けれどこの世に切れない木など存在しない。
どれだけ太く立派であろうとも、木である限り刃は通り。栄養がなければいずれ腐り枯れる。
なくならないものなんて在りはしないのだ。
高校に通い始め、雅の暮らしが大きく変わってから二ヶ月が経つと学校生活にはすっかり慣れてきた。
熱心な家庭教師のおかげで成績は問題なし。部活動には参加せず真っ直ぐ家に帰るか、たまに裕也が入ったサッカー部の活動がない日に誘われて寄り道をする。
篤史の甥である裕也とは義理とはいえ親族となり、クラスメイトでもあり、何より互いに相性が良いのかすぐに仲良くなれた。
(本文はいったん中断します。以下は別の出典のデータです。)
Issue #1235, opened 2016-04-16
Long check result sent to the client TCP socket fails to be processed


moises-silva:
When sending a large check result buffer to the client TCP socket the client fails to parse the first received chunk but MultiJson.load() does not throw any exception and instead returns a half-baked object of type Symbol which then causes an exception in process_check_result() when trying to access its elements.

I saw that recently Sean dropped MultiJson in favor of sensu-json. I have not tested if the same problem exists.

The json data we're seding is kind of sensitive (billing info) so I cannot paste the full log. Suffice to say is a json struct of about 45KB, but this is the extra logging I've added to the client socket.rb file to debug this problem:

```
{"timestamp":"2016-04-16T02:35:48.321689-0400","level":"warn","message":"Parsing data with MultiJson"}
{"timestamp":"2016-04-16T02:35:48.321985-0400","level":"warn","message":"Adapter","adapter":"MultiJson::Adapters::Yajl"}
{"timestamp":"2016-04-16T02:35:48.323086-0400","level":"warn","message":"Successfully parsed data with MultiJson"}
{"timestamp":"2016-04-16T02:35:48.323189-0400","level":"warn","message":"Watchdog is now cancelled"}
{"timestamp":"2016-04-16T02:35:48.323272-0400","level":"warn","message":"check object_id","id":"857308"}
{"timestamp":"2016-04-16T02:35:48.324687-0400","level":"warn","message":"check class","class":"Symbol"}
{"timestamp":"2016-04-16T02:35:48.324785-0400","level":"warn","message":"check to_s","class":"output"}
{"timestamp":"2016-04-16T02:35:48.324863-0400","level":"warn","message":"Setting status"}
{"timestamp":"2016-04-16T02:35:48.325019-0400","level":"warn","message":"failed to process check result from tcp socket, waiting for more data ...","error":"no implicit conversion of Symbol into Intege
r"}
```

All of those messages are printed in process_check_result(), so the check is supposed to be already parsed by MultiJSON, but the check var is of type 'Symbol' instead of Hash, so the next line throws an exception:

``` ruby
check[:status] ||= 0
```

The exception text is, as expected, saying "no implicit conversion of Symbol into Integer".

[...]

Issue #1304, opened 2016-05-31
Print running configuration to a temporary file


mattyjones:
I am looking for a language agnostic way to obtain the currently running config of a client. When using the new `-P` functionality it will compile the configuration that you pass into it. There should be a way to obtain the current configuration hash stored in the `settings` file.

There are a few ways to do this:
- When the client starts up dump it to /tmp/sensu_settings in machine readable json (perference)
- cmdline flag that will reach in and pull it out

portertech:
This will require a minor change to https://github.com/sensu/sensu-settings

portertech:
@mattyjones I am much more inclined to write the compiled/running configuration to a temp file :+1:

mattyjones:
👍

calebhailey:
The 0.25 release is going to hit today with fewer features than originally anticipated & primarily only some internal improvements. Moving this issue to 0.26.

moises-silva:
@mattyjones Could you check if PR #1352 is acceptable for your use case? you'd have to do this:

```bash
curl http://127.0.0.1:3030/settings > current-config.json
```

And you would get the client configuration as json

portertech:
I have renamed this issue to "Print running config to temp file", as a temporary file containing the running Sensu configuration can also be utilized by Sensu plugins (instead of using SENSU_LOADED_FILES).

portertech:
@mattyjones https://github.com/sensu/sensu/pull/1488 provides `/settings` with `&redacted=false`

PR #1352, opened 2016-06-28
Add http support to the client socket interface

moises-silva:
This is definitely not finished. I am looking for comments on whether you even want this functionality and if the implementation is going in the right direction or what to change, etc. Particularly be warned this is the first time I write more than a couple of lines of Ruby, so may be I am missing proper idioms etc; I'd appreciate feedback there too.

This PR started after our discussion on issue #1235 . Instead of adding a little dummy header with the length I decided it'd make more sense to simply use bare bones HTTP. This opens up also the opportunity to accept more commands other than "ping", such as "stats" perhaps for introspection. In general, it just felt easier to do HTTP that come up with my own header/value spec to specify the json length upfront, etc;

The old-style raw check notifications and ping command are still supported.

Finally, the HTTP_PARSER_AVAILABLE global was an easy way for me to introduce this on some systems, but I'd like your opinion on whether this should be configurable or if it's acceptable to make http-parser a fixed dependency.

Thanks!

### DIFF
--- a/lib/sensu/client/socket.rb
+++ b/lib/sensu/client/socket.rb
@@ -53,6 +53,22 @@ module Sensu
     # +WATCHDOG_DELAY+ (default is 500 msec) since the most recent chunk
     # of data was received, the agent will give up on the sender, and
     # instead respond +"invalid"+ and close the connection.
+    #
+    # == HTTP Protocol ==
+    #
+    # This is naturally implemented on top of the TCP protocol and
+    # requires sending an appropiate HTTP request. All requests
+    # will be responded with an appropiate HTTP response code and
+    # json body with a 'response' member typically set to 'ok' but
+    # that depends on the URL requested and whether the operation
+    # requested was successful or not.
+    # The following urls are available:
+    # /ping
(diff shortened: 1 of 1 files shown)


moises-silva:
@portertech I'll update the failed tests (and write new ones for the http thing) if you agree this http support thing makes sense (I hope so).

moises-silva:
Correct operation of some HTTP errors requires PR sensu/sensu-transport#33

moises-silva:
Note this PR also nows seems to address feature request #1304

portertech:
Hey @moises-silva, I created https://github.com/sensu/sensu/issues/1432 to reflect some of the ideas we discussed on our call as an alternative to this PR. The Sensu client TCP socket has already become a bit of a "Frankenstein" and we should avoid making it more of a monster :-)

portertech:
I completely agree that the Sensu client should use HTTP for an input :+1:

portertech:
This functionality was added to 0.27 by https://github.com/sensu/sensu/pull/1488

PR #1359, opened 2016-07-07
Include custom check attributes in check requests

portertech:
Fixes a customer reported issue, check definition client token substitution in custom attributes does not work with standard (pubsub) checks.


calebhailey:
LGTM 👍

calebhailey:
Fixes #1359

甥と雅の仲が良好だと知ると篤史はとても喜んだ。
「雅と裕也、どちらにも友達が増えたってことだからな。嬉しいよ」
仲良くしてやってくれと微笑む顔に偽りはない。雅としてもそのつもりだ。
「けど俺の相手もしてくれよ」
「してるじゃんか。毎日。誰よりも気に掛けてるよ」
「もっとしてくれ」
グラウンドの使用権の関係でサッカー部が休みだった裕也から帰りに学校近くのファストフード店へ誘われ、了承した雅の帰りは篤史より少しだけ遅かった。裕也と寄り道して帰ることはメッセージアプリで知らせていたが、夕飯の支度をしながら待っていた篤史の機嫌はあまり良くはなかった。
怒っている訳ではない。甥と仲良くすることは喜ばしいし、高校生なら学校帰りに友人と過ごすことは大切だ。篤史も同じ道を通ってきたのだからよくわかっている。
それでも身勝手な心は雅を縛りつけたがる。学校が終わったらすぐに帰宅し、篤史の帰りを待ち望んでいてほしい。
篤史が欲しくて仕方ないと自分で慰め、篤史の帰宅に歓喜して淫らに誘ってほしいのだ。
「どうしたらいいの?」
無防備に篤史を見上げ問い掛ける雅に微笑みを絶やさず、一言提案した。
「散歩にでも行こうか」
疑いもせず、深くも考えず。言葉通りに受け取った雅は大人しく頷いた。
雅と篤史が暮らすマンションは郊外の閑静な住宅地にある。少し歩けば大きな公園があるが夜になると人通りがほとんどなくなり、辺りにあるのは車の走行音や虫の鳴き声程度になる。
だから大丈夫だと。何度も何度も念を押されて。雅はまばらな外灯だけが光源となる公園の中、特別汚くも綺麗でもないベンチの上でゆっくりと自分の衣服に手を掛けていた。
ありありとした不安を浮かべながら、目の前に佇む篤史を見上げる。
「大丈夫。誰もいないよ」
だから脱げと続きを促す。雅の指は何度も前開きのシャツのボタンへ触れて、止めた。
「なんで。こんなことするの」
静まり返った夜の公園。人目はないが誰かがいつ来てもおかしくはない公共の場で、何故雅は服を脱がなければならないのか。
「散歩しようって言ったろ?」
篤史が右手を上げると握られていた大きめの紙袋がガサッと音を立てる。出かける際に何が入っているのか問うと「散歩で使うから」としか返されなかった。
雅の目線より下にある紙袋の中へ目を向ける。中には犬の耳があった。
「え」
勿論本物の犬の耳ではなく、そっくりに作られたアクセサリーだ。耳の付け根に取り付けられたヘアピンで固定するのだろう。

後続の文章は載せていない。